§ **WORK TO BE COMPLETED**: Select the lines of the records containing the word "string" and list them.

§ **EXCERPTED RECORDS**:
··········
PR #226, opened 2019-12-16
Mrc 1261 Bubble plot filters

EmmaLRussell:
Sorry, this is quite massive. Do you want me to try to split it up?


src/app/static/src/app/components/plots/FilterSelect.vue
```diff
@@ -7,17 +7,21 @@
...
 
 <script lang="ts">
     import Vue from "vue";
     import Treeselect from '@riophae/vue-treeselect';
-    import {NestedFilterOption} from "../../generated";
+    import {FilterOption, NestedFilterOption} from "../../generated";
 
     interface Methods {
-        select: (value: string[]) => void
+        input: (value: string[]) => void
```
··········
§ **YOUR RESPONSE**:
-        select: (value: string[]) => void
+        input: (value: string[]) => void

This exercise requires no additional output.